# I got my first Lithops plant



## smartie2000 (Sep 20, 2010)

I thought it looked cool, and I bought one from Walmart the other day. I have never grown one before.
I potted it into a bonsai pot and put gravel on top, and I hope that that this pot is not too shallow. I'm using a shallow pot for aesthetic reasons, since the plant is short. I think it is 4cm deep on the inside of the pot. I hope it will do ok. There was not a huge root system on this plant.

Does anyone know what species is it BTW? care advices?


----------



## NYEric (Sep 20, 2010)

Not me, good luck!


----------



## KyushuCalanthe (Sep 20, 2010)

Nice one Fren! The shallow pot is OK, I've got one in an even more shallow pot. As for the species, that is tricky is variation within a species can be great. BTW, here is a lovely Lithops gallery on the net: http://www.lithops.co.za/galleries/2010/gallery_01.html


----------



## jmelot (Sep 20, 2010)

Gah, I think these plants (and plants from similar genera - my most recent attempt in this direction was an argyroderma) are terribly neat - and I am terribly good at killing them. Obviously I am not the best person to respond to this, but I would advise you to take the warnings you'll find on the internet to water sparingly quite seriously - my failure with these plants always seems to come after I decide it is finally time to water them.


----------



## likespaphs (Sep 20, 2010)

i have only had one that i've been able to keep for several years. i keep it in strong light, water *very* sparingly in winter
it's planted in very well draining media


----------



## smartie2000 (Sep 20, 2010)

thanks for the advice. >_< I just watered it this morning... (please don't rot on me) ...watering is a habit of the orchid grower.

I also hope that my soil is not too organic. It came in a peat (maybe) based medium with sponge rock and sand, and then I also added some old soil because my pot needed some more soil to fill it. 

The patterns gorgeous! I'm so excited. Thanks for the gallery Tom, mine looks a lot like the white flowering ones, but it is hard to tell.


----------



## Lanmark (Sep 20, 2010)

Nice! I love Lithops, but I don't know what species or variety yours is. Coming from Walmart, it's anyone's guess as to how long it's been since your plant has seen any direct sunlight. Watch it carefully for signs of burning or bleaching. You may need to gradually reacclimate your little plant to full sunlight over a period of several days to two weeks.

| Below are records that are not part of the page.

PR #340, opened 2026-07-22
fix: move heartbeat after converter to prevent idle timeout starvation

xxxxpenny:
The heartbeat timer was placed before the SSE converter, timing out based on upstream chunk arrival. When upstream sends high-frequency tool update/progress events that the converter filters to None, the timer keeps getting reset (chunks arrive), but no SSE bytes are written downstream. This starves the heartbeat and the BCS socket goes silent for 120s, triggering an idle timeout.

Move heartbeat logic to after the converter, so it fires based on actual SSE byte output intervals. Extract a reusable with_sse_heartbeat() wrapper in api/sse and apply it in both bcn_router and message_router. Remove the old _with_heartbeat from _runner, which returned StreamChunk(type=heartbeat) before conversion.

Changes:
- Add api/sse/_heartbeat.py with with_sse_heartbeat() + HEARTBEAT_SSE
- Remove _with_heartbeat and _StreamEnd from _runner.py
- Wrap _convert_stream() with with_sse_heartbeat in bcn_router
- Wrap _convert_stream() with with_sse_heartbeat in message_router
- Replace TestWithHeartbeat with TestWithSseHeartbeat (7 tests, 100% cov)

### DIFF
--- a/src/baas/src/secbaas/community/adapters/web/routers/bcn_downlink/bcn_router.py
+++ b/src/baas/src/secbaas/community/adapters/web/routers/bcn_downlink/bcn_router.py
@@ -54,7 +54,13 @@ from secbaas.community.api.bcn import (
     ChatSendInput,
 )
 from secbaas.community.api.bot_runtime import BotBindingNotFoundError
-from secbaas.community.api.sse import SseConverterFactory, SseEvent, StreamChunk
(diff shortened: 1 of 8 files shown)


pfmiles (approved):
ok

PR #348, opened 2026-07-22
fix(bcs): expose async judge progress and cover provider timeout

questchaos:
Persist provider artifacts before asynchronous judging and derive extensible running-node sub-statuses for the API and panel.

Exercise the callback-cancellation regression with a local HTTP Provider and blocking Judge in the instrumented singlebox E2E coverage suite.


RaymondHX (approved):
LGTM

PR #354, opened 2026-07-22
fix: avoid reusing incomplete singlebox bot sessions

FreddieSun:
## Summary

- Only reuse a persisted BCS bot identity in singlebox when the session has a non-empty token and matches the active BCS URL.
- Ignore persisted plugin sessions without a reconnect token, while preserving token-only sessions whose bot UUID is not assigned yet.
- Add regressions for incomplete and stale session files.

## Root cause

A stale or incomplete `.bcs/session.json` could supply only `bot_uuid`. The launcher wrote it as `channels.bcs.botId`, then every fresh bot attempted `bot.connect` with that same ID and no token, causing a BCS registration conflict.

## Validation

- `bash scripts/test_bcn_plugin_source.sh`
- BCN plugin lint, tests (52 passed), and build
- Real `bash scripts/ci/singlebox_coverage.sh`
  - Backend acceptance: 40 passed
  - BCS E2E: 454 passed, 0 failed
  - BCS coverage: line 42.76%, method 38.47%, router/CLI 100%
- CI artifact verification passed

> Note: the repository pre-push Rust nextest gate times out in existing WebSocket/human-regression integration tests under default parallel execution. The real singlebox coverage flow above passed; this PR does not modify Rust test code.

### DIFF
--- a/scripts/test_bcn_plugin_source.sh
+++ b/scripts/test_bcn_plugin_source.sh
@@ -226,6 +226,59 @@ test_stack_script_has_npm_branch() {
   assert_contains "$src" '[ "$BCN_PLUGIN_SOURCE" != "npm" ]'
 }
 
+test_session_bot_uuid_requires_usable_session() {
+  local tmp; tmp="$(mktemp -d)"
+  local funcs="${tmp}/stack-session-functions.sh"
+  local profile_root="${tmp}/profiles"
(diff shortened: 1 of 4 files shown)


RaymondHX (approved):
LGTM

totalfrank (approved):
LGTM.

PR #355, opened 2026-07-22
fix(bcs-cli): select compiled URL by runtime environment

vzvince:
## What changed

- Allow distributions to compile pre-release and production BCS defaults into one `bcs-cli` binary.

For potting, I use a mixture of small gritty gravel and sharp builder's sand (angular jagged medium-course to large-grained sand, not that superfine rounded beach sand often used for soil topping). I add in small amounts of slightly larger gritty gravel, Huga pumice (from Asuka orchids), horticultural charcoal and coarsely crushed oyster shell. Then I mix in even smaller amounts of loam and peat-based organic matter like earthworm castings and African Violet potting mix.

Care advice: Be very sparing with your watering routine. Provide bright light, cool-ish nights, warm days, nice music and conversation, and pray to your god or gods for all the help you can get. :rollhappy: Fertilize lightly once in a while.

Whatever you do, don't give up if you kill this one. Try, try and try again. Once you get it right I think you will find these plants to be extremely rewarding! Try growing some of the Aloinopsis species, too, if you can find them. Nananthus transvaalensis is another one which is really awesome. Bergeranthus jamesii is a nice little succulent too, but the plant is not as stone-like in appearance as the Lithops and the Aloinopsis.


----------



## likespaphs (Sep 20, 2010)

Lanmark said:


> ...it's anyone's guess as to how long it's been since your plant has seen any direct sunlight. Watch it carefully for signs of burning or bleaching. You may need to gradually reacclimate your little plant to full sunlight over a period of several days to two weeks....




great advice


my mix is 1 part turface, 1 part #2 (?) aquarium gravel, 1 part perlite, two parts peat based potting media

don't bury it too deep.....


----------



## Eric Muehlbauer (Sep 20, 2010)

Keep it bone dry in winter. Not a drop between November and March.


----------



## smartie2000 (Sep 21, 2010)

I repotted it into sand with sponge rock, gravel, etc. I think that will be better.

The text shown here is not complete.